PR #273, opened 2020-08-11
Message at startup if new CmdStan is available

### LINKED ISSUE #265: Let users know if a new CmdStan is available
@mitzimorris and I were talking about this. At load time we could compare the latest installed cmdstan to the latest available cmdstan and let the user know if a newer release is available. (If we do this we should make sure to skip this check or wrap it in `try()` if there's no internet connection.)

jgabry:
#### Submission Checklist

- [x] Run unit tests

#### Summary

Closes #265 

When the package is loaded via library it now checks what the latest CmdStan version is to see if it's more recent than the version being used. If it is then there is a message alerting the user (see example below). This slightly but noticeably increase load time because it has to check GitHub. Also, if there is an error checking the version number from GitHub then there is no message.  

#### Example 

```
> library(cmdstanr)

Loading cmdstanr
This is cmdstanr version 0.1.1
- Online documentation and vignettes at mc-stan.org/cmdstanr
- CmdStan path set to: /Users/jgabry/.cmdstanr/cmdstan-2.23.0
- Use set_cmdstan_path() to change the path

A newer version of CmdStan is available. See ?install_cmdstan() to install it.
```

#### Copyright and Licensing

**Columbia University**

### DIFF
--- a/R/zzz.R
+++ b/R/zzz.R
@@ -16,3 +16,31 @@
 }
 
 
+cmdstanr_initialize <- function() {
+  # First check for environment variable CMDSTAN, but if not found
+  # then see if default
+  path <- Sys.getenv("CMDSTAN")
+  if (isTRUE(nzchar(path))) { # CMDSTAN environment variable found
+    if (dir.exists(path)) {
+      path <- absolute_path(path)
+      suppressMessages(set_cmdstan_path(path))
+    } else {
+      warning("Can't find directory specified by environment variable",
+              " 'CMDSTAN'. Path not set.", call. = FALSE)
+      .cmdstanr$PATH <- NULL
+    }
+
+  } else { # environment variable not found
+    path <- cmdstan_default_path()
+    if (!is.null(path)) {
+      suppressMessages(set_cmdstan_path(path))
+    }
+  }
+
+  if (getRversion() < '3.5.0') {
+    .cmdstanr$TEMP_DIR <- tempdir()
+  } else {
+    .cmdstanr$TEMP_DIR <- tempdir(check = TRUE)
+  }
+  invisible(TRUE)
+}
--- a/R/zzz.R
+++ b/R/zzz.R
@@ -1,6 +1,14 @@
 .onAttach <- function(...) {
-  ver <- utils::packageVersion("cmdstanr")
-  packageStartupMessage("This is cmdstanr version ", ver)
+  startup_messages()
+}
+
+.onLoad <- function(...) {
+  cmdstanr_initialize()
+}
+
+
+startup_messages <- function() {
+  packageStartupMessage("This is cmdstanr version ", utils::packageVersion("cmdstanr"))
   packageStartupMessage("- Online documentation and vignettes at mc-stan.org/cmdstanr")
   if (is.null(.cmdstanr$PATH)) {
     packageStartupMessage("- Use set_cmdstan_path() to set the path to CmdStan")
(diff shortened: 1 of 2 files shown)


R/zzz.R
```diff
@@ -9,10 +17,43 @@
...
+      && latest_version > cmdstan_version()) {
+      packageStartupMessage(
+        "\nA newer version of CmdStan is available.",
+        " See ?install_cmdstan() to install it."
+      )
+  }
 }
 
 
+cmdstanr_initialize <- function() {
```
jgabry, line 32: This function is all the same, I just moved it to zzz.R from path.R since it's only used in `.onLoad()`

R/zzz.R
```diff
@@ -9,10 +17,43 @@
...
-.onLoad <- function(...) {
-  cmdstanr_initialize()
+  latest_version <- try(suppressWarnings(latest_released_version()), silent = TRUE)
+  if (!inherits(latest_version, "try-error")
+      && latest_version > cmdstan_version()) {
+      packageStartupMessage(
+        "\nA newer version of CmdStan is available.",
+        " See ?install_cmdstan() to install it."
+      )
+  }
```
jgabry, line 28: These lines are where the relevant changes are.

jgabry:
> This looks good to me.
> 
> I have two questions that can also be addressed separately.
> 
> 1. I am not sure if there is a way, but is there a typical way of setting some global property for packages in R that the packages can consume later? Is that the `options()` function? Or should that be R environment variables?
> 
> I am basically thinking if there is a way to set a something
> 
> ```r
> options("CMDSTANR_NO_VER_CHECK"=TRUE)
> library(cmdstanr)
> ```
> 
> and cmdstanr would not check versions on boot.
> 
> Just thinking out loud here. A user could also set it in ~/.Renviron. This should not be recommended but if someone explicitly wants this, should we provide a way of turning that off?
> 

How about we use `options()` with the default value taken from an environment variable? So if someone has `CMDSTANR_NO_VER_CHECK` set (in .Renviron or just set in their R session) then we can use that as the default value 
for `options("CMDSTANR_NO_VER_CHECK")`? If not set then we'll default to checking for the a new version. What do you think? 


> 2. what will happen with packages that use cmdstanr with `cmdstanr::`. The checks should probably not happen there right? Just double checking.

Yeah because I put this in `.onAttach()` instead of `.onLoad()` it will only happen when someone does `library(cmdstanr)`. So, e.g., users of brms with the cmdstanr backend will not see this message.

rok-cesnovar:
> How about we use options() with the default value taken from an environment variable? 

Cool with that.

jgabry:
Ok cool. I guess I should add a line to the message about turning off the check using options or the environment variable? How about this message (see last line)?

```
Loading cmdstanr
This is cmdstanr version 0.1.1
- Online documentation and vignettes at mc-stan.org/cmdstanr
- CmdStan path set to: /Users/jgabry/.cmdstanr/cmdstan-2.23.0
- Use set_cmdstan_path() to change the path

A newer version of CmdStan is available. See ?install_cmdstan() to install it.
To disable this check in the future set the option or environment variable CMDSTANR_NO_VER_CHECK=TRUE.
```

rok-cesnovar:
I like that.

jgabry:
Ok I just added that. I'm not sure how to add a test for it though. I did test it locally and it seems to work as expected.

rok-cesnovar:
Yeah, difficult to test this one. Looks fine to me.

◇ ◇ ◇

Exercise directions: The records above need to be written out again. Keep them exact.

Answer box:
PR #273, opened 2020-08-11
Message at startup if new CmdStan is available

### LINKED ISSUE #265: Let users know if a new CmdStan is available
@mitzimorris and I were talking about this. At load time we could compare the latest installed cmdstan to the latest available cmdstan and let the user know if a newer release is available. (If we do this we should make sure to skip this check or wrap it in `try()` if there's no internet connection.)

jgabry:
#### Submission Checklist

- [x] Run unit tests

#### Summary

Closes #265 

When the package is loaded via library it now checks what the latest CmdStan version is to see if it's more recent than the version being used. If it is then there is a message alerting the user (see example below). This slightly but noticeably increase load time because it has to check GitHub. Also, if there is an error checking the version number from GitHub then there is no message.  

#### Example 

```
> library(cmdstanr)

Loading cmdstanr
This is cmdstanr version 0.1.1
- Online documentation and vignettes at mc-stan.org/cmdstanr
- CmdStan path set to: /Users/jgabry/.cmdstanr/cmdstan-2.23.0
- Use set_cmdstan_path() to change the path

A newer version of CmdStan is available. See ?install_cmdstan() to install it.
```

#### Copyright and Licensing

**Columbia University**

### DIFF
--- a/R/zzz.R
+++ b/R/zzz.R
@@ -16,3 +16,31 @@
 }
 
 
+cmdstanr_initialize <- function() {
+  # First check for environment variable CMDSTAN, but if not found
+  # then see if default
+  path <- Sys.getenv("CMDSTAN")
+  if (isTRUE(nzchar(path))) { # CMDSTAN environment variable found
+    if (dir.exists(path)) {
+      path <- absolute_path(path)
+      suppressMessages(set_cmdstan_path(path))
+    } else {
+      warning("Can't find directory specified by environment variable",
+              " 'CMDSTAN'. Path not set.", call. = FALSE)
+      .cmdstanr$PATH <- NULL
+    }
+
+  } else { # environment variable not found
+    path <- cmdstan_default_path()
+    if (!is.null(path)) {
+      suppressMessages(set_cmdstan_path(path))
+    }
+  }
+
+  if (getRversion() < '3.5.0') {
+    .cmdstanr$TEMP_DIR <- tempdir()
+  } else {
+    .cmdstanr$TEMP_DIR <- tempdir(check = TRUE)
+  }
+  invisible(TRUE)
+}
--- a/R/zzz.R
+++ b/R/zzz.R
@@ -1,6 +1,14 @@
 .onAttach <- function(...) {
-  ver <- utils::packageVersion("cmdstanr")
-  packageStartupMessage("This is cmdstanr version ", ver)
+  startup_messages()
+}
+
+.onLoad <- function(...) {
+  cmdstanr_initialize()
+}
+
+
+startup_messages <- function() {
+  packageStartupMessage("This is cmdstanr version ", utils::packageVersion("cmdstanr"))
   packageStartupMessage("- Online documentation and vignettes at mc-stan.org/cmdstanr")
   if (is.null(.cmdstanr$PATH)) {
     packageStartupMessage("- Use set_cmdstan_path() to set the path to CmdStan")
(diff shortened: 1 of 2 files shown)


R/zzz.R
```diff
@@ -9,10 +17,43 @@
...
+      && latest_version > cmdstan_version()) {
+      packageStartupMessage(
+        "\nA newer version of CmdStan is available.",
+        " See ?install_cmdstan() to install it."
+      )
+  }
 }
 
 
+cmdstanr_initialize <- function() {
```
jgabry, line 32: This function is all the same, I just moved it to zzz.R from path.R since it's only used in `.onLoad()`

R/zzz.R
```diff
@@ -9,10 +17,43 @@
...
-.onLoad <- function(...) {
-  cmdstanr_initialize()
+  latest_version <- try(suppressWarnings(latest_released_version()), silent = TRUE)
+  if (!inherits(latest_version, "try-error")
+      && latest_version > cmdstan_version()) {
+      packageStartupMessage(
+        "\nA newer version of CmdStan is available.",
+        " See ?install_cmdstan() to install it."
+      )
+  }
```
jgabry, line 28: These lines are where the relevant changes are.

jgabry:
> This looks good to me.
> 
> I have two questions that can also be addressed separately.
> 
> 1. I am not sure if there is a way, but is there a typical way of setting some global property for packages in R that the packages can consume later? Is that the `options()` function? Or should that be R environment variables?
> 
> I am basically thinking if there is a way to set a something
> 
> ```r
> options("CMDSTANR_NO_VER_CHECK"=TRUE)
> library(cmdstanr)
> ```
> 
> and cmdstanr would not check versions on boot.
> 
> Just thinking out loud here. A user could also set it in ~/.Renviron. This should not be recommended but if someone explicitly wants this, should we provide a way of turning that off?
> 

How about we use `options()` with the default value taken from an environment variable? So if someone has `CMDSTANR_NO_VER_CHECK` set (in .Renviron or just set in their R session) then we can use that as the default value 
for `options("CMDSTANR_NO_VER_CHECK")`? If not set then we'll default to checking for the a new version. What do you think? 


> 2. what will happen with packages that use cmdstanr with `cmdstanr::`. The checks should probably not happen there right? Just double checking.

Yeah because I put this in `.onAttach()` instead of `.onLoad()` it will only happen when someone does `library(cmdstanr)`. So, e.g., users of brms with the cmdstanr backend will not see this message.

rok-cesnovar:
> How about we use options() with the default value taken from an environment variable? 

Cool with that.

jgabry:
Ok cool. I guess I should add a line to the message about turning off the check using options or the environment variable? How about this message (see last line)?

```
Loading cmdstanr
This is cmdstanr version 0.1.1
- Online documentation and vignettes at mc-stan.org/cmdstanr
- CmdStan path set to: /Users/jgabry/.cmdstanr/cmdstan-2.23.0
- Use set_cmdstan_path() to change the path

A newer version of CmdStan is available. See ?install_cmdstan() to install it.
To disable this check in the future set the option or environment variable CMDSTANR_NO_VER_CHECK=TRUE.
```

rok-cesnovar:
I like that.

jgabry:
Ok I just added that. I'm not sure how to add a test for it though. I did test it locally and it seems to work as expected.

rok-cesnovar:
Yeah, difficult to test this one. Looks fine to me.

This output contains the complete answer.